Energy Sector Risk. The energy sector includes companies in the energy
equipment and services, and oil, gas and consumable fuels industries. The value of companies in these industries is particularly vulnerable to developments in the energy
sector, which may include swift fluctuations in the price and supply of energy fuels caused by events relating to international politics, energy conservation initiatives, the success of exploration projects, the supply of, and demand for, specific energy-related products or services, and tax and other governmental regulatory policies. Oil and gas companies develop and produce crude oil and natural gas and provide related resources such as production- and distribution-related services. Stock prices for oil and gas companies in particular are affected by supply and demand both for companies’ specific products or services and for energy products in general. The performance of these companies will likewise be affected by the price of oil and gas, exploration and production spending, government regulation, world events and economic conditions. Weak demand for energy companies’ products or services or for energy products and services in general, as well as negative developments in these other areas, would adversely impact the energy stocks in which the Fund invests and the Fund’s performance. Oil and gas exploration and production companies can be significantly affected by natural and man-made disasters as well as changes in currency exchange rates, interest rates, government regulation, world events and economic conditions, and the companies may be at risk for environmental damage claims.
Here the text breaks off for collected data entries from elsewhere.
PR #790, opened 2025-01-31
feat: collect and report machine-level stats (cpu usage)

DeagleGross:
Implementing a request to collect machine-level stats (at least cpu usage) for windows and linux:
- Windows implementation: collect [% Processor Time / _Total](https://learn.microsoft.com/en-us/windows/win32/perfctrs/collecting-performance-data) with intervals of 1 sec
- Linux implementation: collect [vmstat](https://www.redhat.com/en/blog/linux-commands-vmstat) periodically and parse the output.

Additional features:
1) crank has support for `--cpuSet`, which restricts the processors used for running the child process. For linux it is not supported, but for windows I am spawning metric collection for the specified processors, and there is an additional result `Machine Total Cpu-Set Usage (%)` reported.

2) if new flag `job.options.collectMachineCounters` is specified, some known processes metrics will also be collected (for now only `lsass` on windows is supported).

tested on both wsl (linux) and windows. Below is the result of run with `--job.options.collectMachineCounters` and `--job.cpuSet "0"` arguments. It shows that process-cpu is on the level (>90%) with cpu-set usage (because a single processor is used to run a child process), but total usage is only 11% because of my local multi-processor machine
image

### DIFF
--- a/Directory.Packages.props
+++ b/Directory.Packages.props
@@ -28,7 +28,7 @@
     <PackageVersion Include="Microsoft.Windows.CsWin32" Version="0.3.49-beta" PrivateAssets="all" />
     <PackageVersion Include="Mono.Cecil" Version="0.11.3" />
     <PackageVersion Include="Mono.Unix" Version="7.1.0-final.1.21458.1" />
-    <PackageVersion Include="Newtonsoft.Json" Version="13.0.3"/>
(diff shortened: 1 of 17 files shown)


DeagleGross:
idea by Brennan: add the p90 collection

sebastienros (approved):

Utilities Sector Risk. The utilities sector includes electric utilities, gas
utilities, water utilities, multi-utilities (electric, gas and water), and independent power and renewable electricity producers. Companies in the utilities sector are
affected by supply and demand, consumer incentives, operating costs, government regulation, environmental factors, liabilities for environmental damage and general civil liabilities, and rate caps or rate changes. The value of regulated utility company stocks may have an inverse relationship to the movement of interest rates. Also, certain utility companies have experienced full or partial deregulation in recent years, which may permit them to diversify outside of their original geographic regions and their traditional lines of business. Conversely, companies that remain heavily regulated may be at a competitive disadvantage, making them less profitable. In addition, natural disasters, terrorist attacks, government intervention or other factors may render a utility company’s equipment unusable and may have an adverse impact on profitability. Utility companies are subject to the high cost of borrowing to finance capital construction during inflationary periods, restrictions on operations and increased costs and delays associated with compliance with environmental and nuclear safety regulations, and the difficulties involved in obtaining natural gas for resale or fuel for generating electricity at reasonable prices. Other risks include those related to the construction and operation of nuclear power plants, the effects of energy conservation, and the effects of regulatory changes.
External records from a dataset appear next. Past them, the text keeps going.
PR #792, opened 2025-02-07
feat: httpclient allow custom headers

DeagleGross:


src/Microsoft.Crank.Jobs.HttpClient/httpclient.yml
```diff
@@ -29,4 +29,5 @@ jobs:
...
       certPwd: # the password of the certificate specified in certPath
       sslProtocol: # the SSL protocol to use, e.g. Tls12, Tls13.
-    arguments: '--url "{{serverScheme}}://{{serverAddress}}:{{serverPort}}{{path}}" --connections {{connections}} --warmup {{warmup}} --duration {{duration}} {{headers[presetHeaders]}} --version {{httpVersion}} {% if certPath %} --cert {{certPath}} {% endif %} {% if certPwd %} --certpwd {{certPwd}} {% endif %} {% if sslProtocol %} --ssl-protocol {{sslProtocol}} {% endif %}'
+      customHeaders: [ ] # list of headers with the format: '<name1>: <value1>', e.g. [ 'content-type: application/json' ]. In yml should look like: - "content-type: application/json"
+    arguments: '--url "{{serverScheme}}://{{serverAddress}}:{{serverPort}}{{path}}" --connections {{connections}} --warmup {{warmup}} --duration {{duration}} {{headers[presetHeaders]}} {% for h in customHeaders %}{% assign s = h | split : ':' %}--header \"{{ s[0] }}: {{ s[1] | strip }}\" {% endfor %} --version {{httpVersion}} {% if certPath %} --cert {{certPath}} {% endif %} {% if certPwd %} --certpwd {{certPwd}} {% endif %} {% if sslProtocol %} --ssl-protocol {{sslProtocol}} {% endif %}'
```
DeagleGross, line 33: I copied the same code from bombardier.yml `{% for h in customHeaders %}{% assign s = h | split : ':' %}--header \"{{ s[0] }}: {{ s[1] | strip }}\" {% endfor %}`, but it reports such error in build-time. 
> Nested mappings are not allowed in compact mappings`

@sebastienros  can you please explain? I cant understand that

sebastienros: That's a yml issue in this case. In yml properties are string unless they start by a number, are `true, false`, json tokens `{, [``, or `-` for arrays.

In bombardier, since this property starts with `--` we force yaml to treat it as a string by enclosing the property in double-quotes `"`. So in bombardier to inject the `"` around the header argument we escape it with `\" {{header...}} \"`.

In this current file it happens that the property is enclosed in single-quotes `'`, so if you copy the escape sequence I don't know how it will behave. But then you don't need to escape the `"` around the header argument. Check how it's done for `--url`.

DeagleGross: changed to `"` to wrap the `arguments:` - seems to be an easier solution.

it works:
> crank --config https://github.com/aspnet/Benchmarks/blob/main/scenarios/rejection.benchmarks.yml?raw=true --config https://github.com/DeagleGross/crank/blob/dmkorolev/headers-for-clients/src/
Microsoft.Crank.Jobs.HttpClient/httpclient.yml?raw=true --scenario httpsys-header-symbols --profile aspnet-perf-win --load.job httpclient

sebastienros (approved):

PR #793, opened 2025-02-07
feat: update crank-agents to install latest openssl

DeagleGross:
verified by running `./build.sh` on wsl and then ran the container. Unfortunately, it is not available in the main distribution (maybe i did not find it correctly http://ftp.debian.org/debian/).
image

If you want, I can change base image from `mcr.microsoft.com/dotnet/sdk:8.0` to `mcr.microsoft.com/dotnet/sdk:8.0-alpine` like is done in [TLS benchmarks](https://github.com/aspnet/Benchmarks/blob/3773f786bb25e1f344370be398a91bf236cf3f07/src/BenchmarksApps/TLS/Kestrel/Dockerfile#L2) which provides easier way to install latest openssl version.


sebastienros (approved):
Merge on Monday in case it breaks anything this WE.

Communication Services Sector Risk. The communication services sector includes diversified telecommunication services companies, wireless
telecommunication services companies, and media and entertainment companies. The communication services sector is subject to government regulation and can be significantly
affected by intense competition and technology changes, which may make the products and services of certain companies obsolete. Wireless telecommunication services companies can be significantly affected by failure to obtain, or delays in obtaining, financing or regulatory approval, intense competition, product incompatibility, changing consumer preferences, rapid obsolescence, significant capital expenditures, and heavy debt burdens. Media and entertainment companies can be significantly affected by technological advances, government regulation, and changing consumer preferences.
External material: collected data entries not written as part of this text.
PR #795, opened 2025-02-10
Create Crank Release Yaml

LoopedBard3:
Creates a release yaml for Crank. This is the first pass using the automated template provided to use by 1ES. The tasks mostly match what we had in the previous manual release steps with the primary difference being a dryrun option and the path of the PackageArtifacts. The current most pressing question is whether the pool is setup properly and to run a test dry-run.


DrewScoggins (approved):
LGTM

sebastienros (approved):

Industrials Sector Risk. The industrials sector includes companies in the
capital goods, commercial and professional services and transportation industry groups, including companies engaged in the business of human capital management, business
research and consulting, air freight and logistics, airlines, maritime shipping and transportation, ground transportation, transportation infrastructure, and aerospace and defense. Companies in the industrials sector can be significantly affected by general economic trends, including such factors as employment and economic growth, interest rate changes, changes in consumer spending, legislative and government regulation and spending, import controls, commodity prices, and worldwide competition. Changes in the economy, fuel prices, labor agreements, and insurance costs may result in occasional sharp price movements in transportation securities. Aerospace and defense companies rely, to a significant extent, on government demand for their products and services. The financial condition of, and investor interest in, aerospace and defense companies are heavily influenced by government defense spending policies.
Operational and Cybersecurity Risk. Cybersecurity breaches may allow an
unauthorized party to gain access to Fund assets, customer data, or proprietary information, or cause the Fund or its service providers to suffer data corruption or lose
operational functionality. Similar incidents affecting issuers of the Fund’s portfolio companies may negatively impact performance. Operational risk may arise from human error, errors by third parties, communication errors, or technology failures, among other causes. The Fund also relies on a range of services from third-parties, including custody. Any delay or failure in the services provided to the Fund may negatively affect the Fund and its ability to meet its investment objective. Although the Fund and the Fund’s investment adviser seek to reduce operational risks through controls and/or procedures, it is not possible to identify and address all such risks and there is no way to completely protect against or mitigate such risks.